# Year of Work



## JJireh (Feb 7, 2013)

I am going to start this thread in hopes that it will spur me to make this my year of clearing out my stick buckets.

I am going to start with a clean slate...literally. I cleaned my workspace out in the garage and semi-organized. I am going to start with finishing some on going sticks and design some new ones


----------



## cobalt (Nov 14, 2013)

wow a near clean bench give you 2 days to mess it up and everything around it lol

I have tidy up my workspace well the workshop, nees to tidy up the conservatory art work all over the place


----------



## JJireh (Feb 7, 2013)

Maybe once it warms up  Things do seem to pile up, but at least I have gotten organized to get running


----------



## Thistle (Nov 30, 2013)

Wow, very nice work space, JJ !







Looks like you've got some nice sticks there to play with too.

BTW, that is perhaps THE most comfortable work stool I've ever seen!


----------



## JJireh (Feb 7, 2013)

Thanks,It is fairly comfy. I still have some clean up to do on the other side (not pictured )


----------



## JJireh (Feb 7, 2013)

I knew when I started this thread things would fall apart  Hard winter, chickens, new job with things to learn, garden prep, honey do's...and mainly I just have carver's block. Going to try and break through this weekend...


----------



## JJireh (Feb 7, 2013)

Only 9 months later  some work over the weekend.
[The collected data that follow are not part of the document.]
Issue #30, opened 2018-10-04
Gracefully fail when possible, panic only if necessary


jackcmay:
Currently rbpf panics for any error.  Instead, where possible fail gracefully and return an error to the user.

This also has implications for the verification function.  Its current signature returns a bool but rbpf ignores it and expects the verification function to panic.  Part of addressing this issue is to respect the return value and potentially pass a more specific failure code up to the user.

qmonnet:
I merged #31, which addresses this point for the default verifier. There are more parts that could use proper error handling, let me know if you intend to work on that before we relase a crate (I will probably not do it myself at the moment), or if this should be left for later.

qmonnet:
This one was addressed with #37 right?

PR #31, opened 2018-10-06
Gracefully handle program rejection from verifier

qmonnet:
Submitting as a PR, because feedback from people better than myself at Rust would be welcome before I push :).

These two commits make the verifier return a `Result<(), String>` instead of panicking when a program does not pass verification tests. This is in order to avoid exiting the (Rust) program automatically when a (eBPF) program is rejected.

First commit wraps the call to `panic!()` for program rejection in a single function, which also adds the `"[Verifier] Error: "` prefix to the messages. Then the second commit changes this `panic!()` into an error that can be propagated upwards, and updates all tests with `unwrap()` each time this is fit. All tests pass (yeah!).

To do: This changes the basic API, the README file and the example invocation it contains will really need an update after we merge this. 

Addresses, at least in parts, issue #30.

### DIFF
--- a/README.md
+++ b/README.md
@@ -132,25 +132,26 @@ All these structs implement the same public functions:
 
 ```rust
 // called with EbpfVmMbuff:: prefix
-pub fn new(prog: &'a [u8]) -> EbpfVmMbuff<'a>
+pub fn new(prog: &'a [u8]) -> Result<EbpfVmMbuff<'a>, Error>
 
 // called with EbpfVmFixedMbuff:: prefix
 pub fn new(prog: &'a [u8],
            data_offset: usize,
-           data_end_offset: usize) -> EbpfVmFixedMbuff<'a>
+           data_end_offset: usize) -> Result<EbpfVmFixedMbuff<'a>, Error>
 
 // called with EbpfVmRaw:: prefix
-pub fn new(prog: &'a [u8]) -> EbpfVmRaw<'a>
+pub fn new(prog: &'a [u8]) -> Result<EbpfVmRaw<'a>, Error>
 
 // called with EbpfVmNoData:: prefix
-pub fn new(prog: &'a [u8]) -> EbpfVmNoData<'a>
+pub fn new(prog: &'a [u8]) -> Result<EbpfVmNoData<'a>, Error>
 ```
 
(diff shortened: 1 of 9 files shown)


jackcmay:
@qmonnet If this change requires a change to the package major version would you also like to get in the replaceable verifier changes as well since that also changes the api?

badboy:
This crate is at version 0.0.3, so... I guess we shouldn't worry too much about version numbers yet :D

jackcmay:
We would like to get an updated crate released by the end of the month that includes both these changes and the replacable verifier.  Is that possible?

qmonnet:
Hi, I have nothing against updating the crate (as long as we update the README before that, but that should not be difficult). I haven't done it in some time because I did not think anyone would use it, but if it helps I'll be glad to tag and push a new version.

I'm not sure I understood your remark regarding the major version number, do you have a reason why you would like to change it?

As for the API, I think I wrote somewhere that things were still susceptible to break. Which means I don't have a problem at the moment with changing the API - for returning an error for example instead of panicking, I'm sure that's actually a good thing. What I said regarding the custom verifier is not that I don't want to change things, but that I am reluctant to change the `new()` functions, because it should remain simple to use and I don't believe many users will try to plug a custom verifier so I'd as well avoid having to systematically have to pass a `None` parameter to `new()` if I can. On the same basis that I do not want to pass a list of helpers to register at the creation of the VM, for example, but I prefer to register them later, if that makes sense?

@badboy Thanks! I'll try to see if I can make it work with real errors before pushing.

qmonnet:
So I added a commit to change strings into error, but feedback would be welcome again. I'm unsure this is the way I should do it, putting formatted description such as eBPF instruction number in the error description might not be the best thing to do.

(Once it's ready I'll squash the commit with the previous one before merging)

qmonnet:
So I squashed my commits and pushed to master. I just forgot to update this PR and to push from here. So that's commits
* f6aae40d6918b09f531f82a44615546597b8217d
* fc834c71fb0344c69e6ff45b9c27a2174bae4cc5
* 541c88358361814c074affa098466b09cbc00376
Closing the PR now since the code is merged.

This is a maple I found last year that had cracked severely. Filled it all with epoxy resin and have started carving on it. Great hip ball for a hand grip

Short video here

https://www.dropbox.com/s/excixnyn3euw6aq/VID_20140914_221439_512.mp4?dl=0


----------



## CV3 (Jan 30, 2014)

That will be a good looking cane JJireh.


----------



## cobalt (Nov 14, 2013)

JJireh you know what they saw about the best layed plans of mice and men

it never goes according to plan .no doubt you will come up smiling


----------



## MJC4 (Mar 6, 2014)

JJireh, good start on what will be a mighty handsome looking cane. Do you know what type of maple?


----------



## yaxley (Sep 4, 2014)

Lots of character and reminds me of salt cedar.


----------



## JJireh (Feb 7, 2013)

Thanks all.

Fairly sure it's Silver Maple, I picked it up from a logging site. It was already pushed down and had been for a while. The cracks occurred during that time and most all of the bark was gone or ruined. Still sturdy and hard as a rock. I have to strop regularly 

Cobalt, either way, I'm still gonna be smiling. Those things that interfere are almost always of value (family, outdoors, celebrations, etc.) Honestly, I could make time if I really wanted  I usually end up staying up too late though.

Little more work last nightl.


----------



## MoroCreek (Feb 13, 2014)

JJireh, of course you know I love the naturally bent canes. I make it a point when it in the woods to actively look for these shape. Looks like yours is going to be very nice!


----------



## JJireh (Feb 7, 2013)

While I found this one, I pull saplings most every year and if you dig down into the root mass, I have found most of them have some form of bend


----------